### Task goal
Please report, as a single number with no other text, how many lines of the listing contain "least".

-- -- --

PR #3076, opened 2022-02-25
Prevent downgrading platforms (#3071)

### LINKED ISSUE #3071: Not bundling @platforms, or at least not downgrading it?
Hi Bazel Go folks :)

I ran into a hitch that I thought I should raise for discussion. To make a long story short: My team had stumbled around for a bit before someone helped us realize that, by default, rules_go was downgrading bazelbuild/platforms dependency below the version bundled with Bazel. 

[For more details: _maybe doesn't seem to properly capture the existence of the built in platforms. An older version of rules_go was getting pulled in by the latest gRPC, and that version of rules_go was overriding the latest platforms with a much older, problematic version of platforms. While this can be worked around by manually importing platforms, I suspect I'm not the last person to get tripped up by this. That is, with the current behavior, today's rules_go is likely to be tomorrow's out-of-date version, causing confusion when it breaks unrelated parts of someone else's build.]

I'm  writing to ask if rules_go would consider not downgrading the built in platforms.
Some options that occur:
- If it's okay to have a min bazel version of at least 0.28 for rules_go (readme says "a recent version of Bazel," which that is not), then maybe a good fix would be to just not bundle platforms in https://github.com/bazelbuild/rules_go/blob/master/go/private/repositories.bzl, since you can count on having a built in version.
- Otherwise, we could use https://github.com/bazelbuild/rules_go/blob/master/go/private/skylib/lib/versions.bzl to only pull in platforms if it's not bundled--working around the somewhat surprising behavior of `_maybe` not detecting builtins?
- [Or somehow detect the version of the build in platforms and only upgrade?]

Thanks so much for your consideration!
Chris
(ex-Googler)

cpsauer:
**What type of PR is this?**

Bug fix

It proposes one good way of preventing silent, problematic platform downgrade. Please see #3071 for context and other options. (But since it's had been a week without hearing back and others were having the issue, I figured I'd propose the fix that seemed the simplest and best.)

Note: Platforms already long guaranteed to be bundled with Bazel given the minimum Bazel version check of 4.2.1, and declaring an explicit version causes problems.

-- -- --

### Response
2